START TASK INPUTS

PR #9654, opened 2022-07-27
Cache and reuse SSH passwords in the current session

xisui-MSFT:
- Cache password when one is entered.
- Reuse this password if the user match in later commands.
- If we get a password prompt for the same user and hostName in the same commands, we likely got a wrong password, so ask for it again.
- Cached passwords are persisted via SecretStorage in extension context.
- Show a progress notification when running deploy steps to avoid confusion during waiting.


Extension/src/SSH/commandInteractors.ts
```diff
@@ -4,7 +4,14 @@
...
 import * as vscode from 'vscode';
-import { stripEscapeSequences, isWindows, escapeStringForRegex } from '../common';
+import { stripEscapeSequences, isWindows, escapeStringForRegex, ISshHostInfo, getFullHostAddress, extensionContext } from '../common';
+
+/**
+ * Users' passwords already used for auth.
+ * If a user's pass is already used and yet we still get the same prompt, we probably got a wrong password.
+ * Needs to be reset for each command.
+ */
+export const userUsedPasswords: Set<string> = new Set<string>();
```
WardenGnaw: nit: Naming suggests this a set of passwords. But it is a collection of users who have inputted passwords before.

I would name it `knownPasswordUsers` and clean-up the description to be:
```
The users that have already inputted a password for auth.
```

WardenGnaw (approved):

Extension/src/SSH/commandInteractors.ts
xisui-MSFT: Ah I see. I'll name it "autoFilledPasswordForUsers". Since this isn't for users that has their passwords cached, but for users we inputted passwords automatically.

WardenGnaw (approved):

sean-mcmanus (approved):

PR #9661, opened 2022-07-29
Code analysis fix formatting.

### LINKED ISSUE #9322: Add auto-formatting support for clang-tidy fixes
Some clang-tidy fix types such as for readability-braces-around-statements generates fixes that need to be formatted in order to give acceptable results (otherwise, } will have no indentation). Potentially, we just run the currently configured formatting on the lines that are changed.

One workaround is to add `--format-style=` to C_Cpp.codeAnalysis.clangTidy.args if clang-format style formatting is desired. Or add FormatStyle to a .clang-tidy file. UPDATE: The workaround doesn't work.

UPDATE: I noticed with readability-else-after-return it is desirable to format the entire range, but the fix only applies it to the start/end lines...not sure if there's a way to improve that.

sean-mcmanus:
Fixes https://github.com/microsoft/vscode-cpptools/issues/9322 .

Code action fixes are applied and then formatting is applied. The first undo undoes any formatting if any was done, otherwise it undoes the fix. If formatting was done, a 2nd undo will undo the fix. The operations apply across all files that have fixes generated for them.


sean-mcmanus:
Not 100% ready yet, still fixing bugs.

sean-mcmanus:
I'm investigating if there's a way to combine multiple "onChange" documentFormat requests into a single edit so they can be undone with a single undo instead of 1 per file.

sean-mcmanus:
I need to set tabSize and insertSpaces somehow when I invoke the format command...

Extension/package.nls.json
```diff
@@ -50,6 +50,7 @@
     "c_cpp.configuration.codeAnalysis.clangTidy.codeAction.showClear.AllOnly.description": "Show only the 'Clear all' code action (or 'Clear all <type>' if there is only one type or 'Clear this' if there is only one problem).",
     "c_cpp.configuration.codeAnalysis.clangTidy.codeAction.showClear.AllAndAllType.description": "Show the 'Clear all' code action (if there are multiple problem types) and the 'Clear all <type>' code action (or 'Clear this' if there is only one problem for the <type>)",
     "c_cpp.configuration.codeAnalysis.clangTidy.codeAction.showClear.AllAndAllTypeAndThis.description": "Show the 'Clear all' (if there are multiple problem types), 'Clear all <type>' (if there are multiple problems for the <type>), and 'Clear this' code actions",
+    "c_cpp.configuration.codeAnalysis.clangTidy.codeAction.formatFixes.markdownDescription": { "message": "If `true`, formatting will be run on the lines changed by 'Fix' code actions.", "comment": [ "Markdown text between `` should not be translated or localized (they represent literal text) and the capitalization, spacing, and punctuation (including the ``) should not be altered." ] },
```
michelleangela, line 53: Is "Fix" supposed to be code? It uses ' instead of `. Was this intended?

Extension/src/LanguageServer/Providers/documentFormattingEditProvider.ts
```diff
@@ -16,6 +16,34 @@ export class DocumentFormattingEditProvider implements vscode.DocumentFormatting
...
+                    }
+                    if (editor.options.tabSize && typeof editor.options.tabSize === "number") {
+                        options.tabSize = editor.options.tabSize;
+                        tabSizeSet = true;
+                    }
+                    break;
+                }
+            };
+
+            if (!insertSpacesSet || !tabSizeSet) {
```
michelleangela, line 37: Why do the two conditionals below need to be around the check "if (!insertSpacesSet || !tabSizeSet)" and then there are individual checks for each? It looks like unnecessary double checking.

Extension/package.nls.json
sean-mcmanus: It's supposed to be '' , it's not code but a command and we use '' for commands...follows what VS Code does.

Colengms (approved):

PR #9734, opened 2022-08-12
Rename doxygen settings

Colengms:


michelleangela (approved):

Extension/package.json
```diff
@@ -2333,21 +2333,21 @@
           "markdownDescription": "%c_cpp.configuration.simplifyStructuredComments.markdownDescription%",
           "scope": "application"
         },
-        "C_Cpp.autocompleteDoxygenComment":{
-          "type":"boolean",
-          "default":true,
-          "description": "%c_cpp.configuration.autocompleteDoxygenComment.description%",
+        "C_Cpp.generateDoxygenCommentsOnTyping":{
```
bobbrow: Should we do a category for doxygen settings?

e.g. `C_Cpp.doxygen.generateOnType`, `C_Cpp.doxygen.commentStyle`

bobbrow (changes requested):

Extension/package.json
sean-mcmanus: I like that idea. Makes it easier to find settings. We do that style for other recent features like codeAnalysis and vcFormat.

sean-mcmanus: but FYI, I recall there is some spot in the settings update code that would need to change to handle the "." correctly

sean-mcmanus: ...it may not matter now with 2 settings, but it could be more of a settings organization issue if we add more doxygen-related settings in the future.

Extension/package.json
```diff
@@ -2333,22 +2333,22 @@
           "markdownDescription": "%c_cpp.configuration.simplifyStructuredComments.markdownDescription%",
           "scope": "application"
         },
-        "C_Cpp.autocompleteDoxygenComment":{
-          "type":"boolean",
-          "default":true,
-          "description": "%c_cpp.configuration.autocompleteDoxygenComment.description%",
+        "C_Cpp.doxygen.generateCommentsOnTyping":{
```
bobbrow: onType is a more or less common setting/command name (e.g. formatOnType) which is why I suggested `generateOnType`.  I was hoping for shorter names, and I don't think "comments" is needed because 'doxygen' is synonymous with 'comments'

bobbrow: Though I suppose I somewhat contradict that point by suggesting commentStyle.  So maybe I just like it shorter in this case and not the other. 🤷‍♂️

sean-mcmanus (approved):

bobbrow (approved):

Extension/package.nls.json
```diff
@@ -185,8 +185,8 @@
...
     "c_cpp.configuration.commentContinuationPatterns.items.anyof.string.markdownDescription": { "message": "The pattern that begins a multiline or single line comment block. The continuation pattern defaults to ` * ` for multiline comment blocks or this string for single line comment blocks.", "comment": [ "Markdown text between `` should not be translated or localized (they represent literal text) and the capitalization, spacing, and punctuation (including the ``) should not be altered." ] },
-    "c_cpp.configuration.autocompleteDoxygenComment.description":  "Controls whether to automatically insert the Doxygen comment after typing the chosen comment style.",
-    "c_cpp.configuration.generatedDoxygenCommentStyle.description": "The string of characters used as the starting line of the Doxygen comment.",
+    "c_cpp.configuration.doxygen.generateOnType.description":  "Controls whether to automatically insert the Doxygen comment after typing the chosen comment style.",
```
bobbrow, line 187: oh weird, these descriptions split the descriptions of commentContinuationPatterns

PR #9771, opened 2022-08-23
Fix debug with IntelliSense engine disabled when there's no existing launch.json

### LINKED ISSUE #9762: I can't run/Debug C program when I disable c/c++ intellisense for clangd.
### Environment

- OS and version: Windows11 x64
- VS Code: 1.70
- C/C++ extension: 1.20
- GDB / LLDB version: 12.1

Bug Summary:

Steps to reproduce:
1. Install clangd for intellisense, it asked me to disable c/c++ intellisense or there will be conflict.
2. Disable c/c++ intelli sense Engine.
3. Click 'Run and Debug'
4. Then a error 'Default config not found in provideDebugConfigurations()' popup on the bottom-right.

### Debugger Configurations

```shell
None.
There problem is just 'cannot generate tasks.json'.
```

### Debugger Logs

```shell
None.
```

### Other Extensions

_No response_

### Additional Information

Code_jTkyUHBcTD

sean-mcmanus:
Fixes https://github.com/microsoft/vscode-cpptools/issues/9762

I just moved the code into the "if" blocks...GitHub's diffing isn't handling it well.

Regression compared to 1.8.4. Follow up to https://github.com/microsoft/vscode-cpptools/pull/8876  .

The experience after this fix isn't the same as 1.8.4 because we don't create the launch.json automatically, but the user can use the UI options to generate the launch.json, i.e. click the Open 'launch.json' button option in the dialog box that appears, and then using the Add Configuration button in the bottom right.

### DIFF
--- a/Extension/src/Debugger/configurationProvider.ts
+++ b/Extension/src/Debugger/configurationProvider.ts
@@ -383,106 +383,107 @@ export class DebugConfigurationProvider implements vscode.DebugConfigurationProv
             (!configuredBuildTasks.some(taskJson => (taskJson.definition.label === taskDetected.definition.label))));
         buildTasks = buildTasks.concat(configuredBuildTasks, dedupDetectedBuildTasks);
 
-        if (buildTasks.length === 0) {
-            return [];
-        }
-
         // Filter out build tasks that don't match the currently selected debug configuration type.
-        buildTasks = buildTasks.filter((task: CppBuildTask) => {
-            const command: string = task.definition.command as string;
-            if (!command) {
+        if (buildTasks.length !== 0) {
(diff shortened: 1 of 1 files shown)


bobbrow:
> I just moved the code into the "if" blocks...GitHub's diffing isn't handling it well.

Use the "hide whitespace" option and it looks better.

image

sean-mcmanus:
> > I just moved the code into the "if" blocks...GitHub's diffing isn't handling it well.
> 
> Use the "hide whitespace" option and it looks better.
> 
> image

Cool, thanks -- I didn't know about that.

Colengms (approved):

PR #11300, opened 2023-08-07
default to c++14 on mac for build and run active file

bobbrow:
This is a temporary workaround to enable users to compile the code in the getting started guide/walkthrough without having to create and edit tasks.json.

### DIFF
--- a/Extension/src/LanguageServer/cppBuildTaskProvider.ts
+++ b/Extension/src/LanguageServer/cppBuildTaskProvider.ts
@@ -189,10 +189,6 @@ export class CppBuildTaskProvider implements TaskProvider {
                     ['-fcolor-diagnostics', '-fansi-escape-codes', '-g', '${file}', '-o', programName] :
                     ['-fdiagnostics-color=always', '-g', '${file}', '-o', programName];
 
-            // TODO: Remove when compiler query work goes in and we can determine the standard version from TypeScript
-            if (isClang && os.platform() === 'darwin') {
-                args.unshift('-std=c++14');
-            }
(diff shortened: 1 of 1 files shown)


Colengms (dismissed):

sean-mcmanus (approved):
Is c++14 sufficient or was it c++17?

sean-mcmanus (changes requested):
Wait a sec -- won't this break C users, i.e. when F5 is done with a .c file?

error: invalid argument '-std=c++14' not allowed with 'C'

i.e. can you add a check for the file extension before adding that -std flag?

sean-mcmanus:
Also, I believe the default would be a GNU version like "gnu14++" instead of "c++14".

bobbrow:
> Is c++14 sufficient or was it c++17?

c++14 was sufficient in my tests.  I was thinking c+11 was also sufficient, I'd need to check again...

> Wait a sec -- won't this break C users, i.e. when F5 is done with a .c file?

Good catch.

> Also, I believe the default would be a GNU version like "gnu++14" instead of "c++14".

I thought that was primarily for g++, not clang.  Is it?

sean-mcmanus:
The default for apple clang is currently gnu++99 according to the docs at https://opensource.apple.com/source/clang/clang-137/src/tools/clang/docs/UsersManual.html .

bobbrow:
Latest change is not tested yet.  Don't check in yet.  I'll validate this tomorrow.

bobbrow:
Tested on mac. This is ready for review.

sean-mcmanus (approved):

Colengms (approved):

END TASK INPUTS

PROBLEM TO WORK ON = In the listing above, locate the line containing "Cache and reuse" and the line containing "- Show a progress". Transcribe those two lines and everything between them, exactly as written.

OUTPUT BELOW =
Cache and reuse SSH passwords in the current session

xisui-MSFT:
- Cache password when one is entered.
- Reuse this password if the user match in later commands.
- If we get a password prompt for the same user and hostName in the same commands, we likely got a wrong password, so ask for it again.
- Cached passwords are persisted via SecretStorage in extension context.
- Show a progress notification when running deploy steps to avoid confusion during waiting.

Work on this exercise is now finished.